Kisah Sanawi, Kuli Bangunan Tak Lulus SD yang Sukses Menjadi Pengusaha Beromzet Rp 1,5 M Per Bulan
Dalam menapaki kesuksesannya, Sanawi berpegang pada prinsip bahwa sukses dapat dicapai siapa saja yang mau terus berusaha dan percaya diri.
Editor: Hasanudin Aco
“Targetnya seluruh Indonesia,” kata pria kelahiran 10 Oktober 1974 ini.
Sanawi selalu memberi pelatihan usaha es krim terlebih dahulu pada para calon mitranya. Ia membagi pengalaman bagaimana sukses berjualan. “Saya tak ingin orang yang menjadi mitra saya tak berkembang,” tuturnya. Karena itu, ia terus memantau penjualan.

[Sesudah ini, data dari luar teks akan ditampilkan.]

PR #730, opened 2018-09-06
Correct tests to use global.slateUserConfig

t-kelly:

Followup to #729 and #725 

- Simplify how @shopify/slate-config uses global.slateUserConfig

Tak puas di bisnis es krim, Sanawi juga merambah ke bisnis minimarket. Ia memiliki dua minimarket di Samarinda dan Palangkaraya. Namun, karena keuntungannya tipis, ia berniat menutup salah satu minimarket itu. Ia juga mengembangkan sayap bisnisnya di jasa penyewaan kontainer dan pengolahan bebek serta ayam beku.
Semua bisnis itu dilabeli dengan merek Vanesa. Awalnya, Sanawi memakai merek Vania. Tapi, karena sudah ada yang mematenkan, ia ganti nama. “Vane” berasal dari nama anaknya dan “sa” singkatan Sanawi. Merek itu ia patenkan dua tahun lalu.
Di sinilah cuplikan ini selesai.